Barrages of ectopic APs are correlated with profound changes in the axonal AP waveform.
(A) Example trace of a paired whole-cell somatic and axon-attached recording in a neocortical PV-IN in response to square wave depolarizations in which the cell displayed spontaneous persistent firing of APs generated in the distal axon. (B) Example trace in which axonal AP propagation fidelity of distal axon-generated APs is higher at the distal axon recording site relative to the somatic recording site.
Use-dependent decreases in PV-IN-mediated synaptic transmission.
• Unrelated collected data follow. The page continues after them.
Issue #340, opened 2026-08-09
ci(rust): add fmt, clippy and cargo-deny gates


skyl:
## Problem

`wallet/rust-toolchain.toml` installs `clippy` and `rustfmt` as components — and **CI runs neither**. There is also no `cargo audit` and no `cargo deny` anywhere in the pipeline.

Today's Rust CI (`zuuli.yml` jobs `rust_plugin` and `rust_app`) runs only `cargo build --locked` and `cargo test --locked`. So:

- Lint regressions land freely.
- Formatting is by convention only, which means review time is spent on it.
- **A dependency with a known advisory, or an incompatible licence, is discovered by a human or not at all.**

That last one matters most. The repo vendors 31 submodules and depends on a large Zcash dependency graph in source; a supply-chain advisory has no mechanical path to our attention.

## Proposal

Add to the existing Rust jobs, or a new cheap `rust_lint` job:

- `cargo fmt --check`
- `cargo clippy --all-targets -- -D warnings`
- `cargo deny check` (licences + advisories), with a committed `deny.toml`

## The realistic sequencing problem

Turning `-D warnings` on across ~11,400 lines of existing plugin code will surface a backlog, and fixing it is a separate chunk of work. Suggested approach so this doesn't stall:

1. Land `cargo fmt --check` first — mechanical, one formatting commit.
2. Land `cargo deny` next — it gates *dependencies*, not our code, so the backlog is usually small and the security value is immediate.
3. Introduce clippy last, initially advisory (`continue-on-error`), then flip to blocking once the backlog is cleared.

Any brand-new crate should be gated strictly from its first commit — that is the cheapest moment and it never gets cheaper.

## Acceptance criteria

- [ ] `cargo fmt --check` blocking in CI.
- [ ] `cargo deny check` blocking, with `deny.toml` committed.
- [ ] `cargo clippy -- -D warnings` blocking (after the backlog is cleared).
- [ ] Any new Rust crate is gated strictly from its first commit.

skyl:
Closed by #349 (`cargo fmt`) and #352 (`cargo deny`). Clippy was **measured but
deliberately not enabled** here — the numbers, and why that changes the plan:

`cargo clippy --locked --all-targets` on the pinned 1.88.0 toolchain:

| Crate | Warnings |
| --- | --- |
| `wallet/plugins/tauri-plugin-zcash` | **8** |
| `wallet/zuuli/src-tauri` | **0** |
[...]

Issue #355, opened 2026-08-09
wallet: committed gen/schemas drifts from a fresh build


skyl:
## Problem

Building `wallet/zuuallet/src-tauri` locally regenerates files under `gen/schemas/` that differ from what is committed — reportedly a **stale plugin command list**. The drift was surfaced during the Rust 1.97.1 bump (#353) and deliberately reverted there, to keep an unrelated fix out of a version-pin PR.

These files are generated-but-committed, so committed content drifting from what a build produces means:

- Every developer gets a dirty working tree after a routine build, which trains people to ignore `git status` — the opposite of what this repo's clean-checkout doctrine depends on.
- Nobody can tell whether the committed schema is stale or the build is wrong without regenerating and reading the diff.
- CI does not catch it, because CI builds fresh and never compares.

## What to do

1. Regenerate and inspect the diff. Determine whether the committed files are simply stale (plugin commands added/removed since they were last generated) or whether something else is producing them.
2. Commit the regenerated output.
3. **Decide whether CI should assert it.** A cheap `git diff --exit-code -- gen/schemas/` after a build would make this impossible to reintroduce. Note the same class of file exists for ZUULI (`wallet/zuuli/src-tauri/gen/`), so whatever is decided should cover both.

## Acceptance criteria

- [ ] Root cause identified — stale vs. non-deterministic generation. These need different fixes; if it is non-deterministic, committing the output is not a fix at all.
- [ ] Committed `gen/schemas/` matches a fresh build for both `zuuallet` and `zuuli`.
- [ ] A decision recorded on whether CI asserts generated-file freshness, with rationale either way.

## Notes

Discovered during #353 and consciously left out of scope there. Not urgent — it is a hygiene and trust issue rather than a correctness one — but it quietly erodes the "a dirty checkout means something is wrong" signal that the workflow doctrine relies on.

PR #359, opened 2026-08-09
ci(rust): fix clippy warnings and enable -D warnings

### LINKED ISSUE #354: ci(rust): enable clippy -D warnings — the backlog is 8 warnings, all auto-fixable
Split out of #340, which sequenced clippy last on the assumption that turning
`-D warnings` on across ~11,400 lines of plugin code would surface a backlog
worth its own chunk of work. **It was measured, and it does not.**

## The measurement

`cargo clippy --locked --all-targets` on the pinned 1.88.0 toolchain (run from
`wallet/`, so `wallet/rust-toolchain.toml` selects the compiler — clippy's lint
set moves between versions, so the number is only meaningful against the pin):

| Crate | Warnings |
| --- | --- |
| `wallet/plugins/tauri-plugin-zcash` | **8** |
| `wallet/zuuli/src-tauri` | **0** |
| `wallet/zuuallet/src-tauri` | **0** |

Eight, total, across the whole workspace. All eight are in the plugin, and
clippy reports that all eight are machine-fixable
(`cargo clippy --fix --lib -p tauri-plugin-zcash --tests`):

| Lint | Location |
| --- | --- |
| `unnecessary_cast` — casting `u64` to `u64` | `src/app_data_migration.rs:410` |
| `redundant_closure` | `src/commands.rs:1851` |
| `uninlined_format_args` | `src/commands.rs:1852` |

(A) Experimental schematic for paired somatic recordings of synaptic transmission in a pre-synaptic PV-IN and a post-synaptic Layer 2/3 pyramidal neuron. Pre-synaptic PV-INs were stimulated with 2ms pulses at 50, 100, or 200 Hz. (B-E) Examples of simultaneous whole-cell somatic voltage traces from a presynaptic PV-IN (top) and current traces from a post-synaptic Layer 2/3 pyramidal cell (bottom) during brief depolarizing pulses delivered to the pre-synaptic cell at (B) 50 Hz, (C) 100 Hz, and (D) 200 Hz. (B) displays the first 10 APs from (D) at higher temporal resolution. (F,H) Plot of IPSC peak (normalized to the amplitude of the first evoked IPSC) vs. AP number for an example cell at (F) 100 Hz and (H) 200 Hz. Gray points indicate individual APs, while dark gray line indicates the mean across bins of 25 APs. (G,I) Summary data of IPSC peak (normalized to the amplitude of the first evoked IPSC) vs. AP number at (G) 100 Hz and (I) 200 Hz. Gray lines indicate individual cells, while the dark blue line indicates the mean across cells and the shaded blue region indicates standard error (n = 3 cells from N = 3 mice).